TASK DETAILS:
Scanning the listing below, tally every line where the string "better" shows up, then state the count alone.
★ ★ ★ ★ ★ ★ ★
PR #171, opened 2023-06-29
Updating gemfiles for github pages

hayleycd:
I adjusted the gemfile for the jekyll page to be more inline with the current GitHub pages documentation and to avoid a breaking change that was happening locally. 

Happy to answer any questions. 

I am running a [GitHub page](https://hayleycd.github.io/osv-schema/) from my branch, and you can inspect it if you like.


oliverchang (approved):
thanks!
★ ★ ★ ★ ★ ★ ★
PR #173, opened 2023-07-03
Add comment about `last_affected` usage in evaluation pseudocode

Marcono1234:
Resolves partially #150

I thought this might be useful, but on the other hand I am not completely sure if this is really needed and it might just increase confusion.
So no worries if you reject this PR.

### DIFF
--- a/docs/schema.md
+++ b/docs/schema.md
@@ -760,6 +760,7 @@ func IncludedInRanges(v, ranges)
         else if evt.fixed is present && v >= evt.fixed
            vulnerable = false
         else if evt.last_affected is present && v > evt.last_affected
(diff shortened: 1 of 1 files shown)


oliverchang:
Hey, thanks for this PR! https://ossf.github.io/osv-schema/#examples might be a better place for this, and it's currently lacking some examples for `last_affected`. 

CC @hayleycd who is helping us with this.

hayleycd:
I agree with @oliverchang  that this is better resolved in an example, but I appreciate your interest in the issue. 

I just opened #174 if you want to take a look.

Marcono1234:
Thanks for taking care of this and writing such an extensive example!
★ ★ ★ ★ ★ ★ ★
OUTPUT BELOW:
2